### To do
Below are the records; copy each line in which "downloadUrl" can be found.

---------- Task data ----------

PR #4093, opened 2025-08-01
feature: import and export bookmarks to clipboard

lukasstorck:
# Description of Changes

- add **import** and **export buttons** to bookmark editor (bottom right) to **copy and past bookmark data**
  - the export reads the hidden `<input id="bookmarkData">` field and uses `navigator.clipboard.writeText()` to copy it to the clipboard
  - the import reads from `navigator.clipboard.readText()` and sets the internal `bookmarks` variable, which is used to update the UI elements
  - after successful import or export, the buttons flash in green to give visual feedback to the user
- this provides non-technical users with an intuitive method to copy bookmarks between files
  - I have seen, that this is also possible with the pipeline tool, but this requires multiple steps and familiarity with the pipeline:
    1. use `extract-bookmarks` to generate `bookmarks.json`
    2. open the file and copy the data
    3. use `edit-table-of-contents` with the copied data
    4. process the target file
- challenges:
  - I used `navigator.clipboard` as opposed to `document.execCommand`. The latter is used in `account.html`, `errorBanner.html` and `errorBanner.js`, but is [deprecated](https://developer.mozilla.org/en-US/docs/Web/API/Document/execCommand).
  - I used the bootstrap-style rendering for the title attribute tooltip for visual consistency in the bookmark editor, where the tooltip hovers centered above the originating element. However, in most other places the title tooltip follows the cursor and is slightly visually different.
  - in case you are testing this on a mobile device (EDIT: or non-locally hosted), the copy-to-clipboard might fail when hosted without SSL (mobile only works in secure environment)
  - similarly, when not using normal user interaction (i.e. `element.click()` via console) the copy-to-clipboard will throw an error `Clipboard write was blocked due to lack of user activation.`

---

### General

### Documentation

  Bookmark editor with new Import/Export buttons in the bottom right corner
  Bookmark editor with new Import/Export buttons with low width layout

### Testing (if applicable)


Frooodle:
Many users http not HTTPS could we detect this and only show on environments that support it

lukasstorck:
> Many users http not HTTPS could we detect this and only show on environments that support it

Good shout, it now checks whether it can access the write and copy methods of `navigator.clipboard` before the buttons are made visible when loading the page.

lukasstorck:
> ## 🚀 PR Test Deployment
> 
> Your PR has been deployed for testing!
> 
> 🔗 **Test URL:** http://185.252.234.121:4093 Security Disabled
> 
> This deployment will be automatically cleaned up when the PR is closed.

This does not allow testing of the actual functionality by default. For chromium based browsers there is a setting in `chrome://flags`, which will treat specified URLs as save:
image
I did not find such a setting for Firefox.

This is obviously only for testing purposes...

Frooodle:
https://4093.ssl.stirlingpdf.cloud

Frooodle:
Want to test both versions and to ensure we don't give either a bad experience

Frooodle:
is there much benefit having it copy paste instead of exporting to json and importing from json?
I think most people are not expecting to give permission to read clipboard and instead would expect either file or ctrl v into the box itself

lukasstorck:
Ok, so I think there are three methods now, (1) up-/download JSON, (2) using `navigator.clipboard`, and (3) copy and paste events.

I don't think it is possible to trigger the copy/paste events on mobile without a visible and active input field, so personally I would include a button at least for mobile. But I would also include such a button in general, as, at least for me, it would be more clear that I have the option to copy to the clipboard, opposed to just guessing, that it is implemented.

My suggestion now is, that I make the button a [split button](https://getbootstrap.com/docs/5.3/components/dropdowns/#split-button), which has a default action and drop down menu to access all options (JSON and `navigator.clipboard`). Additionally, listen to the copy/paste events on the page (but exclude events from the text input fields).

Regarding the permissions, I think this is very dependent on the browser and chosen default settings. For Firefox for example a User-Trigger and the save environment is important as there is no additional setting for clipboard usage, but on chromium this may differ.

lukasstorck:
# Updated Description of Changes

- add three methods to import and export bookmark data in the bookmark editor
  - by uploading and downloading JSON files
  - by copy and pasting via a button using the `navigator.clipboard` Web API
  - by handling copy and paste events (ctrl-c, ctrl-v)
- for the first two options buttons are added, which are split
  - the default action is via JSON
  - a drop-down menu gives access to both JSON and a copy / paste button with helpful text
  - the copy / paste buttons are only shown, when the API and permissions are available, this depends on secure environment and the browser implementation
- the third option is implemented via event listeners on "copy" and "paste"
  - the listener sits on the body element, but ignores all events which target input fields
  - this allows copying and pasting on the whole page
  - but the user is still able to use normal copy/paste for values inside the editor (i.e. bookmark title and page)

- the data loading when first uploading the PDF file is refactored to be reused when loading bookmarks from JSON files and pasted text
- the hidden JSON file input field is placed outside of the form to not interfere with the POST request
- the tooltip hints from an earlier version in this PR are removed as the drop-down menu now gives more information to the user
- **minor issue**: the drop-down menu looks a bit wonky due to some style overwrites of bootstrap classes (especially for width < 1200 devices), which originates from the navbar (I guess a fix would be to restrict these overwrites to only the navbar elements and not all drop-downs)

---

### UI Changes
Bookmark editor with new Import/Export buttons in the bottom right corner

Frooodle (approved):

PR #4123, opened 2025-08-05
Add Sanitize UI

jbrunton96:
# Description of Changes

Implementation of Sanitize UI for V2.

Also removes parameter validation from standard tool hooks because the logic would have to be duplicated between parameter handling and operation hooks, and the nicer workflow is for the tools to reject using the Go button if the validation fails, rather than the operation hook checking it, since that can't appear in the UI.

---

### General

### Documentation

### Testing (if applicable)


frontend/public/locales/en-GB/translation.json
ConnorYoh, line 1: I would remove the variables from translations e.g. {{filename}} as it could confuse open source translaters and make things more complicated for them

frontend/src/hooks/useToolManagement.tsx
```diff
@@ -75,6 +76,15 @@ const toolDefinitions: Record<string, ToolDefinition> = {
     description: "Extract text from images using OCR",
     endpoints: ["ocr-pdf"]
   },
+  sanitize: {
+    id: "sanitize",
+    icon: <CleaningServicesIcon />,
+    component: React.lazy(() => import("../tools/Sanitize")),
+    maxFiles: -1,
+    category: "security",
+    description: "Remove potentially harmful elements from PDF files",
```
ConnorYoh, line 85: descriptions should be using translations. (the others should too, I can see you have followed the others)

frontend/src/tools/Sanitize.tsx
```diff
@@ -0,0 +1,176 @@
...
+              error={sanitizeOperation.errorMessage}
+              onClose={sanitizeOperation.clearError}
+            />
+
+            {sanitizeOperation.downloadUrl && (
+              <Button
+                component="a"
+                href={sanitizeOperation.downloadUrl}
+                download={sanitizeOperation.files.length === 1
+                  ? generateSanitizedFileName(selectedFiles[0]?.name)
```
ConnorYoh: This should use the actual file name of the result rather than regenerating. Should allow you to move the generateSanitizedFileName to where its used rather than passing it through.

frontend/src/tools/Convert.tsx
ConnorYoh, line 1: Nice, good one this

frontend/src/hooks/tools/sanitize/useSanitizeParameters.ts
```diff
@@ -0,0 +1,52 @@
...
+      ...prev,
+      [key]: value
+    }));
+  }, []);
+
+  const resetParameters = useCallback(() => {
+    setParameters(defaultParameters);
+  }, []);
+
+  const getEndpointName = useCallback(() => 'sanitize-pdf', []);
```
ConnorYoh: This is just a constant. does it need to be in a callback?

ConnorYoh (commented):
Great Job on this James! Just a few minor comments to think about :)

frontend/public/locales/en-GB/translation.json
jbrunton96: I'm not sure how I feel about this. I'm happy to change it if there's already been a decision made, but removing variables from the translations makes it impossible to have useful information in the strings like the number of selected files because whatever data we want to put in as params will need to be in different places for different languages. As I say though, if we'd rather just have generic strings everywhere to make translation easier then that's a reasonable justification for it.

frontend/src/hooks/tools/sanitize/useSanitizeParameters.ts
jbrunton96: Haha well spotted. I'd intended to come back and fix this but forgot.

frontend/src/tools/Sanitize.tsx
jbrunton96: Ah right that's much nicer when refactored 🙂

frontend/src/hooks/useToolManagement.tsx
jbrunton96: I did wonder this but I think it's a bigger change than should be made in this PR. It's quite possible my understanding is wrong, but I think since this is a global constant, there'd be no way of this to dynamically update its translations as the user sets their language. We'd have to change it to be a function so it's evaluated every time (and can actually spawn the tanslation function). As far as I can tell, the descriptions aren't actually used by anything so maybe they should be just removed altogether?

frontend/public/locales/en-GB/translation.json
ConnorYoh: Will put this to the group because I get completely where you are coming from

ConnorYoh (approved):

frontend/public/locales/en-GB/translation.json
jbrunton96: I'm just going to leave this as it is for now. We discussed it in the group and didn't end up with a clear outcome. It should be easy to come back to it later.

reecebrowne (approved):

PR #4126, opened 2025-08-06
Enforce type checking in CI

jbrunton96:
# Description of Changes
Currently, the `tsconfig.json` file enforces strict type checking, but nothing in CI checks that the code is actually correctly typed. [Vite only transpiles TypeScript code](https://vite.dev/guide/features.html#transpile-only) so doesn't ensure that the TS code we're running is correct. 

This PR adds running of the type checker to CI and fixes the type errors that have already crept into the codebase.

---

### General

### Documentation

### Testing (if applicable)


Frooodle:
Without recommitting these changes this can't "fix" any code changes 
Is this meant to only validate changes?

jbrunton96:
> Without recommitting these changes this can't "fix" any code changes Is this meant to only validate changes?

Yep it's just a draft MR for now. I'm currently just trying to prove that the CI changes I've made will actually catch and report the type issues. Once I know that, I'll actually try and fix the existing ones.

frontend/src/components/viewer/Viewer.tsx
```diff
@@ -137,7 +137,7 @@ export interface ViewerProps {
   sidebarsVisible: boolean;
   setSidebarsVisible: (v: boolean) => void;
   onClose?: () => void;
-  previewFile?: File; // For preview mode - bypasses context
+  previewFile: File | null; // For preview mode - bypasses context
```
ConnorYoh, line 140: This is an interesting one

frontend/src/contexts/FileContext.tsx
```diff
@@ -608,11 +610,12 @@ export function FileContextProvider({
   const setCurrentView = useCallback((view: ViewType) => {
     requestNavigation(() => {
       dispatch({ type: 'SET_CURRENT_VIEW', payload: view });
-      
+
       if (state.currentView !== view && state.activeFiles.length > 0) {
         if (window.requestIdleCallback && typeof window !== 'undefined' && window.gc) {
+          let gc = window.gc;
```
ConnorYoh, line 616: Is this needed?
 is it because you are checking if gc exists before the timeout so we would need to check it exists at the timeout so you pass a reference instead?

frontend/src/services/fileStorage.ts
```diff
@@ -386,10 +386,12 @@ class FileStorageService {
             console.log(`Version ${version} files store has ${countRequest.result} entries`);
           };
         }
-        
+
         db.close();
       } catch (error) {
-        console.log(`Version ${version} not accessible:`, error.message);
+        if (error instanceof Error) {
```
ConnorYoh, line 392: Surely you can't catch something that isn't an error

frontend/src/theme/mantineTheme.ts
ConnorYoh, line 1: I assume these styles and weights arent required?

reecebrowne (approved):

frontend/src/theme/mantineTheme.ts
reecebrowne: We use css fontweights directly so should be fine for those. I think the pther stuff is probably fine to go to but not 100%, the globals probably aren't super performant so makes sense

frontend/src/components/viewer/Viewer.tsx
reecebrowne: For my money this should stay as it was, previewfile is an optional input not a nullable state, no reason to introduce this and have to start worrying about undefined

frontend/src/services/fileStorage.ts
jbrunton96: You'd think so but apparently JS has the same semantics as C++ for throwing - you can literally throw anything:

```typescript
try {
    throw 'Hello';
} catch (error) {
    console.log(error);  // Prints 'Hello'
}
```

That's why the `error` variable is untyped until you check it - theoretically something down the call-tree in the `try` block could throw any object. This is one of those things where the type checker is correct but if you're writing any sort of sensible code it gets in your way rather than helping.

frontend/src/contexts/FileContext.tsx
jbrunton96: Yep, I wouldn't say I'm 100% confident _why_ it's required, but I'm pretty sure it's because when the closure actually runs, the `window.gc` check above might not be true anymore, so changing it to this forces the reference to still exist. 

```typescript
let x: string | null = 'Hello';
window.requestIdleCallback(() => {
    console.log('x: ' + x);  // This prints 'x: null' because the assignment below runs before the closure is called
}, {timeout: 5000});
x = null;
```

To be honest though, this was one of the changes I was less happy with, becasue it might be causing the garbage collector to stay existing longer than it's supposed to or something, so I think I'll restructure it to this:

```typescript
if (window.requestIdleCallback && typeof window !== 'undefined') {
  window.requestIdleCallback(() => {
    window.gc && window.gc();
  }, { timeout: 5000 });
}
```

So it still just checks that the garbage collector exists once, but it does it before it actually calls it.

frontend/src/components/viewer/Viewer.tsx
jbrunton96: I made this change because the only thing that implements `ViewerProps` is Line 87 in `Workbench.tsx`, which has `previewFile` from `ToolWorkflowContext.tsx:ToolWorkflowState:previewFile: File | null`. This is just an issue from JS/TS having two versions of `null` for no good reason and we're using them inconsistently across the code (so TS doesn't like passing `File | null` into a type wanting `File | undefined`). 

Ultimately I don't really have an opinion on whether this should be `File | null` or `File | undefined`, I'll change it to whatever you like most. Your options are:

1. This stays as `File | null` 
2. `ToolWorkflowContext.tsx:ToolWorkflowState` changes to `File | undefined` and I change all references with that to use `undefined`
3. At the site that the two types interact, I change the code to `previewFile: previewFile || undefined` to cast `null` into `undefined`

----------

### Task result
+            {sanitizeOperation.downloadUrl && (
+                href={sanitizeOperation.downloadUrl}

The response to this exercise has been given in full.